** ASSIGNMENT **
Among the lines below, which ones contain the word "against"? Copy every such line.

(Collected data)
PR #300, opened 2026-08-10
[JAX][Training] Add JAX MaxText single-node & distributed training suites (sweeps, metrics, thresholds, reporting)

solaiys:
**Summary**
Adds config-driven JAX MaxText pre-training validation suites for AMD Instinct GPUs, covering single-node and multi-node (distributed) runs. Each run drives a MaxText training job inside a container, parses the training log, and gates the run on performance and correctness metrics with a per-(sweep, metric) PASS/FAIL HTML report and console summary.

**Suites**

- cvs run jaxmaxtext_single — single-node (no RDMA stage).
- cvs run jaxmaxtext_distributed — multi-node (adds the RDMA setup stage).

Both share their implementations from _common.py; sweep parametrization and fixtures/hooks live in conftest.py. The mode (single/distributed) is reflected in the suite filename, the metric-results HTML title, and the loss-curve titles/artifacts.

```
cvs run jaxmaxtext_distributed \
  --cluster_file ./p3_2n_cluster.json \
  --config_file cvs/input/config_file/training/jaxmaxtext/mi325x_jaxmaxtext_llama-3.3-70b_distributed.json \
  --html ./logs/jaxmaxtext_distributed.html --self-contained-html
```
**Config-driven design**
Typed pydantic config loader (training_config_loader.py) with placeholder substitution ({user-id}, {shared_fs}, {paths.*}).
One config + sibling threshold file per arch/mode (MI300X single/distributed, MI325X distributed).
Sweeps: one full training run per entry (training.sweeps + enabled_sweep_list); the sweep name is the threshold cell key. Currently precision is the swept dimension (BF16, FP8). Per-sweep MaxText overrides (per_device_batch_size, max_target_length, precision).
coordinator_ip: auto resolves to the first cluster node; gpus_per_node is config-driven (no assumed 8-GPU topology).
FP8 recipe by arch: nanoo_fp8 (MI300X/MI325X, CDNA3) vs fp8 (MI355X/MI350X, CDNA4).

**Metrics (validation-sheet rows)**

- Throughput: tokens_per_sec_per_gpu, tokens_per_sec_total, tflops_per_sec_per_gpu.
- Step time: mean / p50 / p95 (ms) for tail-latency/jitter.
- Scaling efficiency % vs a 1-node baseline.
- Convergence: steps_to_target / time_to_target_seconds.
- Loss curve (row 32): per-sweep PNG + least-squares downward-trend gate.
- Gating is threshold-driven (enforce_thresholds), per (sweep, metric): PASS / FAIL / N/A (metric not produced) / RECORD. Threshold kinds include min, max, max_ms, within, min_tok_s, min_ratio, and info (always-pass, record-only with a placeholder value to calibrate later).

**Reporting**

- Results table with per-metric PASS/FAIL.
- Single consolidated metric_results.html (Sweep | Metric | Expected | Actual | Unit | Status) linked from every metric row, plus each test's own Full Log link.
- Per-sweep loss-curve PNGs.
- Aggregated failure summary in the pytest final summary via globals.error_list / fail_test / update_test_result.

**Training-log error detection**

- Config-driven training.error_patterns (name → regex) scanned per node during polling; a match fails that sweep's test_training_run with the matched signature. Defaults cover NCCL, GPU HW faults, JAX/assertion errors, ROCm init, Python fatal, TF coordination, OOM (RESOURCE_EXHAUSTED), and segfault. Falls back to built-in defaults when omitted.
- Lingering ranks are reaped on failure/timeout (stop_training, self-safe pkill) so the next sweep does not launch on top of orphans.

**Files**

- Suites: cvs/tests/training/jaxmaxtext/{jaxmaxtext_single.py, jaxmaxtext_distributed.py, _common.py, conftest.py, README.md}.
- Lib: cvs/lib/training/jaxmaxtext/{jaxmaxtext_training_lib.py, utils/maxtext_parsing.py, utils/training_config_loader.py, utils/loss_curve.py} + unittests/.
- Shared: cvs/lib/utils/verdict.py (adds the info threshold kind).
- Inputs: cvs/input/config_file/training/jaxmaxtext/ configs + thresholds + README.md.
- requirements.txt: adds matplotlib (headless loss-curve rendering).
- 

**Tests**
Unit tests for maxtext_parsing, training_config_loader, loss_curve, and MaxTextTrainingJob (mocked orchestrator): parsing, convergence, loss-curve sampling/slope, scaling efficiency, coordinator resolution, gpus_per_node, config-driven error patterns, and self-safe stop_training.

**Test plan**

- cvs run jaxmaxtext_distributed on a 2-node MI325X cluster (BF16 + FP8 sweeps) — verify per-sweep rows, thresholds, loss curves, and metric-results HTML.
- cvs run jaxmaxtext_single on MI300X — verify no RDMA stage and correct rows.
- python -m unittest discover -s cvs/lib/training/jaxmaxtext/unittests -p "test_*.py" — all pass.

**Notes**
FP8 nanoo_fp8/fp8 and threshold values are placeholders; calibrate against measured hardware numbers.
Per-sweep steps must match training.steps (labels vs the actual completion check).
The HTML report Environment "Config/Cluster File" hyperlink fix is submitted separately (targets cvs/lib/report_plugins.py).


solaiys:
[jaxmaxtext_distributed_2026-08-10T183653.zip](https://github.com/user-attachments/files/30910509/jaxmaxtext_distributed_2026-08-10T183653.zip)
Attached the 2Node training results and html report.

atnair-amd:
### Code review

Found 2 issues:

1. Distributed configs ship concrete cluster-specific RDMA/NIC device names (`rdma0..rdma7`, `eno0`) as defaults instead of `<changeme>` ([AGENTS.md](https://github.com/ROCm/cvs/blob/573227ba2b507495c434e53372de516cb603b805/AGENTS.md) says "Use `<changeme>` in sample/default JSON values for any field the user must customize; do not ship cluster-specific values as defaults", and "**Never hardcode cluster-specific values** in test code (IP addresses, hostnames, interface names)"). The sibling training suites use `"<changeme>"` with an `_example_*` key for exactly these fields — see [torchtitan](https://github.com/ROCm/cvs/blob/573227ba2b507495c434e53372de516cb603b805/cvs/input/config_file/training/torchtitan/mi3xx_torchtitan_llama_distributed.json#L16-L20), and the same in `training/jax/` and `training/megatron/`. As shipped, a user on different hardware silently runs with the wrong NIC/RDMA devices rather than hitting the `<changeme>` startup hard-exit.

https://github.com/ROCm/cvs/blob/573227ba2b507495c434e53372de516cb603b805/cvs/input/config_file/training/jaxmaxtext/mi325x_jaxmaxtext_llama-3.3-70b_distributed.json#L147-L152

(same block at `mi300x_jaxmaxtext_llama-3.3-70b_distributed.json` L149-L152)

2. `validate_thresholds_cover_training()` is never called from the suite, so a sweep-name mismatch silently disables gating. It and its `cell_key()`/`expected_cells()` helpers are implemented and unit-tested, but `grep` finds no caller in `conftest.py`, `_common.py`, `jaxmaxtext_single.py`, or `jaxmaxtext_distributed.py` — only `unittests/test_training_config_loader.py`. When a `sweeps[].name` does not match a threshold key, `metric()` takes the `spec is None` path and emits a non-gating `RECORD` row with no error or warning, so the suite reports green while gating nothing. Separately, the validator's key format (`STEPS=..,BATCH=..,SEQLEN=..,NODES=..`) does not match the sweep-name keys the shipped threshold files actually use (`NNODES=2,STEPS=30,PRECISION=BF16,BATCH=3,GBS=48,SEQLEN=8192`), so wiring it in as-is would report every real key as both missing and extra.

https://github.com/ROCm/cvs/blob/573227ba2b507495c434e53372de516cb603b805/cvs/lib/training/jaxmaxtext/utils/training_config_loader.py#L152-L173

https://github.com/ROCm/cvs/blob/573227ba2b507495c434e53372de516cb603b805/cvs/tests/training/jaxmaxtext/_common.py#L322-L325

cvs/lib/training/jaxmaxtext/utils/training_config_loader.py
```diff
@@ -0,0 +1,242 @@
...
+        """
+        t = self.training
+        mc = t.maxtext_config
+        batch = mc.get("per_device_batch_size", "-")
+        seqlen = mc.get("max_target_length", "-")
+        return f"STEPS={t.steps},BATCH={batch},SEQLEN={seqlen},NODES={num_nodes}"
+
+    def expected_cells(self, num_nodes=1):
+        """The single cell this training config produces."""
+        return [self.cell_key(num_nodes=num_nodes)]
```
amd-droy: Runtime lookup in _common.py uses sweep name as the threshold key (e.g. NNODES=2,STEPS=30,PRECISION=BF16,...), not cell_key(). If you wire the validator using expected_cells() as-is, it will false-fail every real config. Align expected_cells() with [s.name for s in self.enabled_sweeps()] (or drop cell_key()).

cvs/lib/training/jaxmaxtext/utils/maxtext_parsing.py
```diff
@@ -0,0 +1,386 @@
...
+    ("tokens_per_sec_per_gpu", "tok/s/GPU"),
+    ("tokens_per_sec_total", "tok/s total"),
+    ("scaling_efficiency_pct", "%"),
+    ("step_time_seconds", "s/step"),
+    ("step_time_mean_ms", "ms/step"),
+    ("step_time_p50_ms", "ms/step"),
+    ("step_time_p95_ms", "ms/step"),
+    ("final_loss", "loss"),
+    ("loss_decreased", "bool"),
+    ("eval_loss", "loss"),
```
amd-droy, line 34: these two not in GATED:
("final_loss", "loss"),
("loss_decreased", "bool"),
For training, do you think these should be verified against a threshold?

cvs/lib/training/jaxmaxtext/jaxmaxtext_training_lib.py
```diff
@@ -0,0 +1,501 @@
...
+# out of the box.
+_TRAINING_ERR_PATTERNS = {
+    'NCCL ERROR': r'NCCL ERROR|NCCL timeout|local work queue catastrophic error',
+    'GPU HW ERROR': r'HW Exception by GPU|GPU Hang|Uncorrectable error|GPU Reset',
+    'AssertionError': r'AssertionError|ValueError:|JaxStackTrace|During handling of the above exception|triggered the following exception',
+    'rocm Err': r'FAILED_PRECONDITION: No visible GPU devices|failed call to hipInit: HIP_ERROR_NoDevice|librocm reported version is: NOT_FOUND',
+    'python err': r'ModuleNotFoundError: No module named|Fatal Python error:',
+    'tensorflow': r'tensorflow.CoordinationServiceError|tensorflow.BarrierError|CoordinationServiceError',
+    'resource': r'RESOURCE_EXHAUSTED: Out of memory|failed: RESOURCE_EXHAUSTED',
+}
```
amd-droy, line 57: segfault - error pattern is missing. You can check with legacy tests if they have this.

cvs/lib/training/jaxmaxtext/jaxmaxtext_training_lib.py
```diff
@@ -0,0 +1,501 @@
...
+
+_COMPLETION_RE = re.compile(r'completed step:\s*(\d+)')
```
amd-droy: _COMPLETION_RE - not used. You can remove this.

cvs/lib/training/jaxmaxtext/jaxmaxtext_training_lib.py
```diff
@@ -0,0 +1,501 @@
...
+            text = text if isinstance(text, str) else (text or {}).get("output", "")
+            text = text or ""
+            i = node_of.get(host, "?")
+            if _NAN_INF_RE.search(text):
+                raise RuntimeError(f"NaN/Inf in training metrics on {host} (node {i}): {text[-500:]}")
+            for err_name, err_pattern in self.error_patterns.items():
+                if not err_pattern:
+                    continue
+                if re.search(err_pattern, text, re.I):
+                    raise RuntimeError(f"Training error '{err_name}' on {host} (node {i}): {text[-500:]}")
```
amd-droy, line 444: is this covered - verify_dmesg_for_errors()?

cvs/tests/training/jaxmaxtext/_common.py
```diff
@@ -0,0 +1,488 @@
...
+        try:
+            job.stop_training()
+        except Exception:  # noqa: BLE001
+            pass
+        pytest.fail(f"training run failed for sweep '{sweep_name}': {e}")
+
+    results["training.wall_time_seconds"] = wall_time
+    results["training.convergence_steps"] = variant_config.training.steps
+    results["training.convergence_wall_time"] = wall_time
+
```
amd-droy, line 264: Not in TRAINING_METRICS; never asserted.

cvs/tests/training/jaxmaxtext/conftest.py
```diff
@@ -0,0 +1,196 @@
...
+        d = json.load(fp)
+    return resolve_cluster_config_placeholders(d)
+
+
+@pytest.fixture(scope="module")
+def variant_config(pytestconfig, cluster_dict):
+    config_file = pytestconfig.getoption("config_file")
+    if not config_file:
+        pytest.fail("--config_file is required")
+    return load_training_variant(config_file, cluster_dict)
```
amd-droy: Both jaxmaxtext_single and jaxmaxtext_distributed share this conftest, but variant_config only calls load_training_variant(config_file, cluster_dict) and never checks that training.distributed matches the suite being run. That allows a bad pairing — e.g. cvs run jaxmaxtext_single with a distributed config (skips RDMA, still launches multi-node JAX) or jaxmaxtext_distributed with a single-node config — to start and fail late with confusing errors.

solaiys:
> ### Code review
> Found 2 issues:
> 
> 1. Distributed configs ship concrete cluster-specific RDMA/NIC device names (`rdma0..rdma7`, `eno0`) as defaults instead of `<changeme>` ([AGENTS.md]
> 
> 2. `validate_thresholds_cover_training()` is never called from the suite, so a sweep-name mismatch silently disables gating. 

**FIXED.**

cvs/tests/training/jaxmaxtext/_common.py
solaiys: removed.

cvs/tests/training/jaxmaxtext/conftest.py
solaiys: Done.

cvs/lib/training/jaxmaxtext/jaxmaxtext_training_lib.py
solaiys: Added now. It was not covered.

cvs/lib/training/jaxmaxtext/jaxmaxtext_training_lib.py
solaiys: Removed.

cvs/lib/training/jaxmaxtext/jaxmaxtext_training_lib.py
solaiys: It was already added from the config file. But in this file fallback list of patterns if config file doesn't have the patterns.
Now here also added.

cvs/lib/training/jaxmaxtext/utils/maxtext_parsing.py
solaiys: Yes. For now I have all those metrics as info only. Thee are few others need to be added as gated.
I wanted it to be controlled from the threshold json file itself using the kind value.

if kind = "info"  Dont gate the metric for FAIL. mark PASS always.
Else, gate the metric for the FAIL/PASS

For now, i have added those 2 metrics in to gated.
I will submit another PR, to enable the other metrics for gating.

cvs/lib/training/jaxmaxtext/utils/training_config_loader.py
solaiys: Done. Thanks.

amd-droy (approved):
looks good to me. Thanks Saravanan.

** EXERCISE RESPONSE **
FP8 nanoo_fp8/fp8 and threshold values are placeholders; calibrate against measured hardware numbers.
For training, do you think these should be verified against a threshold?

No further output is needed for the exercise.